Once bug 1508736 is fixed there should be no further need to make any change to ResourceGroup. However, note that ResourceGroup and InstanceGroup both use the same grouputils.get_members() function that filters out failed members, so the modifications above may require changes to ResourceGroup to maintain the same behaviour.


It might appear desirable to have a single call to both mark the resource as unhealthy and initiate a stack update with the existing template and environment. However, it is better to keep the API calls orthogonal, as the user may want to make other changes to the stack at the same time. It also considerably simplifies implementation and testing.

We could add a separate healthy=False column to the database instead of re-using CHECK_FAILED, but given that this is effectively a way of manually providing information that is not available to stack-check, it makes sense to re-use the same state. It also simplifies the logic in the engine, as we already check for a FAILED state in many places, so re-using this state should result in Heat just doing the Right Thing without having to add multiple checks for another field.

An earlier version of this proposal suggested using a SOAP-style POST request to a “mark_unhealthy” action endpoint, rather than a PATCH request to the resource.
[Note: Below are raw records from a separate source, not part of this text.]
PR #177, opened 2023-06-01
enforce spectral axis being left to right for wavelength calibration

cshanahan1:


specreduce/wavelength_calibration.py
```diff
@@ -70,6 +70,15 @@ def __init__(self, input_spectrum, matched_line_list=None, line_pixels=None,
...
         self._catalog = catalog
 
+        if not isinstance(input_spectrum, Spectrum1D):
+            raise ValueError('Input spectrum must be Spectrum1D.')
+
+        # make sure spec. is dispersed right to left, should be user's responsibility
+        spec_axis = input_spectrum.spectral_axis.value
+        sorted_increasing = np.all(spec_axis[1:] >= spec_axis[:-1])
+        if not sorted_increasing:
+            raise ValueError('Spectrum must be dispersed left to right.')
```
rosteen, line 80:
```suggestion
            raise ValueError('Spectral axis values must be increasing from left to right.')
```
I think "dispersed left to right" is potentially ambiguous, may as well say explicitly what we're checking for.

specreduce/wavelength_calibration.py
```diff
@@ -115,15 +129,20 @@ def __init__(self, input_spectrum, matched_line_list=None, line_pixels=None,
...
             if isinstance(line_wavelengths, u.Quantity):
-                # Ensure frequency is descending or wavelength is ascending
-                if str(line_wavelengths.unit.physical_type) == "frequency":
-                    line_wavelengths[::-1].sort()
-                else:
-                    line_wavelengths.sort()
+                if not _check_arr_monotonic(line_wavelengths):
+                    if str(line_wavelengths.unit.physical_type) == "frequency":
+                        raise ValueError('Frequencies must be strictly increasing or decreasing.')
+                    raise ValueError('Wavelengths must be strictly increasing or decreasing.')
```
kecnry, line 139: Not for this PR, but I wonder if we should rename `line_wavlengths` to `line_spectral_values` or something?

specreduce/wavelength_calibration.py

This is consistent with how many OpenStack APIs operate today, but widely regarded as a non-ReSTful abomination. The currently proposed guidelines of the API working group suggest a single “actions” endpoint for POST requests of this type, where the body would be of the form:

  "name": "mark_unhealthy",
  "args": {
    "unhealthy": <bool>,
    "resource_status_reason": <string>

However, this proposal is still controversial (and has been described, not inaccurately, in reviews as “SOAP in ReST clothing”). The main driver behind it seems to be a belief that projects will be unwilling to implement a fully ReSTful interface like that proposed here.

We could re-use the existing signal API instead of adding a new endpoint. However, that would mean a mix of responsibility in handling signals between the resource plugin (which is responsible today) and Heat (since this new proposal is independent of resource type). It would be more consistent with the currently-proposed API guidelines; it’s arguable whether that is a good thing or not, since those recommendations are still very much liable to change.
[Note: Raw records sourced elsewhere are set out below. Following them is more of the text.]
PR #182, opened 2023-06-21
Initial implementation of line matching

tepickering:
This PR adds functions to find and centroid lines in a calibration, e.g. arc lamp, spectrum and then match pixel positions to wavelengths using an input WCS. More work is needed to close the loop between this and the fitting process for wavelength calibration, but this is a start.

This PR also contains come code cleanups and the addition of typing in several places. To take advantage of the significant improvements in typing and type handling in newer versions of python, the minimum python version has been upped to 3.10. The CI and `tox` configuration has been updated to reflect this.


specreduce/line_matching.py
```diff
@@ -0,0 +1,121 @@
...
+
+    window : The window size in units of fwhm to use for the gaussian fits.
+
+    noise_factor : The factor to multiply the uncertainty by to determine the noise threshold
+        in the `~specutils.fitting.find_lines_threshold` routine.
+
+    Returns
+    -------
+    QTable
+        A table of detected arc lines and their properties.
```
cshanahan1, line 48: Describe what table columns are returned (seems like just pixel_center and wavelength?)

specreduce/utils/synth_data.py
```diff
@@ -1,11 +1,13 @@
...
 
+from typing import Sequence
+
 import numpy as np
 
 from photutils.datasets import apply_poisson_noise
 
 import astropy.units as u
-from astropy.modeling import models
+from astropy.modeling import Model, models
```
cshanahan1, line 10: sorry I'm a bit confused about this - you're importing 'Model' but also redefining 'Model' below.

specreduce/tests/test_line_matching.py
```diff
@@ -0,0 +1,110 @@
...
+@pytest.mark.remote_data
+@pytest.mark.filterwarnings("ignore:No observer defined on WCS")
+@pytest.mark.filterwarnings("ignore:Model is linear in parameters")
+def test_find_arc_lines(mk_test_data):
+    """
+    Test the find_arc_lines routine.
+    """
+    _, _, _, arc_sub = mk_test_data
+    lines = find_arc_lines(arc_sub, fwhm=5, window=5, noise_factor=5)
+    assert len(lines) > 1
```
cshanahan1, line 92: maybe both of these tests should check that the correct thing was returned rather than just a non-empty table?

specreduce/utils/synth_data.py
tepickering: i am importing `Model` to use as a type declaration and where it looks like i'm redefining it, i am actually defining the default `Model` to use as input.

specreduce/tests/test_line_matching.py
tepickering: my goal here was to make sure all lines of code run through without error and at least one line is detected. validating inputs vs. outputs is, imho, the next level of development because it'll depend on the details of how lines are centroided.

tepickering:
i think i successfully merged in the significant changes from #202. the python 3.8 and 3.9 tests did fail as expected so i bumped `requires-python` to 3.10 as we agreed to initially. i tweaked `tox.ini` and the workflows accordingly to get the tests to all pass.

tepickering:
this PR has been languishing for a while. i'd like to finally get this in to at least add the type annotation work and up the minimum python to 3.10. there's more work to be done on the line matching and especially wavelength calibration, but at this point it's better off done in new PRs.

specreduce/line_matching.py
```diff
@@ -0,0 +1,121 @@
...
+
+    # Extra sanity handling to make sure the input Sequence can be converted to an np.array
+    try:
+        pixel_positions = np.array(pixel_positions, dtype=float)
+    except ValueError as e:
+        raise ValueError(f"pixel_positions must be convertable to np.array with dtype=float: {e}")
+
+    catalog_pixels = spectral_wcs.world_to_pixel(catalog_wavelengths)
+    separations = pixel_positions[:, np.newaxis] - catalog_pixels
+    matched_loc = np.where(np.abs(separations) < tolerance)
```
cshanahan1, line 117: maybe raise a warning when there are no matches? it might be more informative than just returning an empty table

specreduce/tests/test_line_matching.py
```diff
@@ -0,0 +1,110 @@
+import pytest
```
cshanahan1, line 1: alphabetize imports

specreduce/tests/test_line_matching.py
```diff
@@ -0,0 +1,110 @@
...
+        'CRPIX1': 519.8,       # Reference pixel [pix]
+        'CRVAL1': 7245.2,      # Reference value [Angstrom]
+        'CDELT1': 2.956,       # Linear dispersion [Angstrom/pix]
+        'CTYPE2': 'PIXEL',     # Spatial detector coordinates
+        'CUNIT2': 'pix',       # Spatial units
+        'CRPIX2': 1,           # Reference pixel
+        'CRVAL2': 0,           # Reference value
+        'CDELT2': 1            # Spatial units per pixel
+    }
+    non_linear_wcs = WCS(header=non_linear_header)
```
cshanahan1, line 54: does it make sense to also test this with GWCS since the function can accept either? im not sure if thats overkill

cshanahan1 (commented):
still testing out the functionality, but some initial comments on code.

I noticed that throughout, you've removed some of the numpy style docstrings that describe input parameter type and default, and are instead annotating the function. I think that the annotations are a helpful addition, but that the docstrings should retain the same format as before, making sure defaults are also described.

cshanahan1:
> > still testing out the functionality, but some initial comments on code.
> > I noticed that throughout, you've removed some of the numpy style docstrings that describe input parameter type and default, and are instead annotating the function. I think that the annotations are a helpful addition, but that the docstrings should retain the same format as before, making sure defaults are also described.
> 
> this was a very intentional change. now that type annotations are supported, they should be the preferred way to document typing and defaults. it is a much more flexible and powerful way of doing so. e.g., it empowers compilers to optimize the code using the given information which is important in contexts such as GPUs. what we definitely DO NOT WANT is to have redundant information in two places because it is guaranteed to create inconsistencies in the future.

That makes sense not to keep in in two places. So this is the new best practice then? If so maybe we can make a PR to do this across the whole package so its not in the diff here, that should be fairly quick to do

specreduce/__init__.py
```diff
@@ -1,10 +1,10 @@
...
 
-# Packages may add whatever they like to this file, but
-# should keep this content at the top.
-# ----------------------------------------------------------------------------
-from ._astropy_init import *   # noqa
-# ----------------------------------------------------------------------------
-
 from specreduce.core import *  # noqa
 from specreduce.wavelength_calibration import * # noqa
+
```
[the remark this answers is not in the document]
tepickering: it may not be. i just moved it over from `_astropy_init.py` as-is so there'd be no surprises.

specreduce/line_matching.py
```diff
@@ -0,0 +1,121 @@
...
+    Returns
+    -------
+    QTable
+        A table of the matched lines and their pixel/wavelength positions.
+    """
+
+    # This routine uses numpy broadcasting which doesn't always behave with Quantity objects.
+    # Convert to u.pix and pull out the np.ndarray values.
+    if isinstance(pixel_positions, u.Quantity):
+        pixel_positions = pixel_positions.to(u.pix).value
```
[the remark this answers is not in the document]
tepickering: yeah, safest to just strip the unit in this case.

specreduce/line_matching.py
```diff
@@ -0,0 +1,121 @@
...
+        fwhm *= u.pix
+
+    detected_lines = find_lines_threshold(spectrum, noise_factor=noise_factor)
+    detected_lines = detected_lines[detected_lines['line_type'] == 'emission']
+
+    centroids = []
+    widths = []
+    amplitudes = []
+    for r in detected_lines:
+        g_init = models.Gaussian1D(
```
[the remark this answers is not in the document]
tepickering: it's units-aware and is ultimately getting the unit information from the `Spectrum1D` instance. i was, however, incorrect to assume `fwhm` should be pixels if not specified. it should be in whatever the `spectral_axis` unit is in the input spectrum.

cshanahan1 (approved):
Tests are passing so I'm going to merge this, thanks!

Alternatively, we could make this a call on a stack (rather than an individual resource), so that the user can mark multiple resources unhealthy with a single call. One downside of this is that it requires the resource identifier to be included in the body of the request rather than the URL, so it could end up harder than it needs to be to include in e.g. Mistral workflows. It’s also less logical from a ReST perspective, and complicates error handling and reporting. We can always add this later if it really turns out to be required.
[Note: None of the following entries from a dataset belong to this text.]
PR #194, opened 2023-11-22
fix warning message in FitTrace when many bins masked

cshanahan1:
This PR consolidates warning messages that were previously produced for each individual masked column into one message reporting all masked columns, or that many columns were masked if there are more than 20.

### DIFF
--- a/specreduce/tracing.py
+++ b/specreduce/tracing.py
@@ -300,14 +300,14 @@ class FitTrace(Trace, _ImageParser):
                              self.bins + 1, dtype=int)
         y_bins = np.tile(np.nan, self.bins)
 
+        warn_bins = []
         for i in range(self.bins):
             # repeat earlier steps to create gaussian fit for each bin
             z_i = img[ilum2, x_bins[i]:x_bins[i+1]].sum(axis=self._disp_axis)
             if not z_i.mask.all():
                 peak_y_i = ilum2[z_i.argmax()]
             else:
-                warnings.warn(f"All pixels in bin {i} are masked. Falling "
-                              'to trace value from all-bin fit.')
+                warn_bins.append(i)
                 peak_y_i = peak_y
 
             if self.peak_method == 'gaussian':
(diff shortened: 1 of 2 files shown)


specreduce/tracing.py
```diff
@@ -346,6 +346,16 @@ def __post_init__(self):
                 # TODO: implement smoothing with provided width
                 y_bins[i] = ilum2[z_i.argmax()]
 
+        # warn about fully-masked bins (which, currently, means any bin with a single masked value)
+        if len(warn_bins) > 0:
+            plural = 's' if len(warn_bins) > 1 else ''
+            # if there are a ton of bins, we don't want to print them all out
+            print(warn_bins)
```
kecnry, line 353:
```suggestion
```

specreduce/tracing.py
```diff
@@ -346,6 +346,15 @@ def __post_init__(self):
...
                 y_bins[i] = ilum2[z_i.argmax()]
 
+        # warn about fully-masked bins (which, currently, means any bin with a single masked value)
+        if len(warn_bins) > 0:
+            plural = 's' if len(warn_bins) > 1 else ''
+            # if there are a ton of bins, we don't want to print them all out
+            if len(warn_bins) > 20:
+                warn_bins = warn_bins[0: 10] + ['...'] + [warn_bins[-1]]
+            warnings.warn(f"All pixels in bin{plural} {', '.join([str(x) for x in warn_bins])}"
+                          " are masked. Falling to trace value from all-bin fit.")
```
kecnry, line 356: I know this was the previous message, but maybe we should try to clarify while we're editing this - is this more accurate?  (If so, the test would need updating as well).

```suggestion
                          " are masked. Falling back on trace value from all-bin fit.")
```

specreduce/tracing.py
```diff
@@ -346,6 +346,15 @@ def __post_init__(self):
                 # TODO: implement smoothing with provided width
                 y_bins[i] = ilum2[z_i.argmax()]
 
+        # warn about fully-masked bins (which, currently, means any bin with a single masked value)
+        if len(warn_bins) > 0:
+            plural = 's' if len(warn_bins) > 1 else ''
+            # if there are a ton of bins, we don't want to print them all out
+            if len(warn_bins) > 20:
+                warn_bins = warn_bins[0: 10] + ['...'] + [warn_bins[-1]]
+            warnings.warn(f"All pixels in bin{plural} {', '.join([str(x) for x in warn_bins])}"
```
kecnry, line 355: Could do the `plural` logic inline (and remove it from earlier)... might be more readable, but up to you.

```suggestion
            warnings.warn(f"All pixels in {'bins' if len(warn_bins) else 'bin'} {', '.join([str(x) for x in warn_bins])}"
```

kecnry (commented):
Just a few small suggestions, but otherwise looks good to me once this is rebased to handle the conflicts.  Thanks!

specreduce/tracing.py
cshanahan1: done

kecnry (approved):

Instead of defining a particular state transition, we could allow the user to set arbitrary resource states. This is a giant can of worms.

This proposal is an alternative to the one presented in which involved mechanisms to place the member IDs of various types of scaling groups under user control. This proposal is both more generic and more relevant to the future convergence plans than that one.



Primary assignee:

ahmed-h-elkhouly <>


Target Milestone for completion:


Work Items

  • Modify StackResource and RemoteStack such that they are replaced on update when in the CHECK_FAILED state.

  • Implement an RPC API to mark resources as CHECK_FAILED in both the legacy and convergence architectures in heat-engine

  • Implement a ReST front end to the RPC API call in heat-api

  • Implement client support for the API call

  • Modify InstanceGroup to keep FAILED resources in the template (so that they are replaced by another of the same name)


It is possible that the changes to InstanceGroup could be greatly simplified after the completion of the blueprint scaling-group-common.

The replacement of failed ResourceGroup members will not work correctly in the case of a rolling update until bug 1508736 is fixed.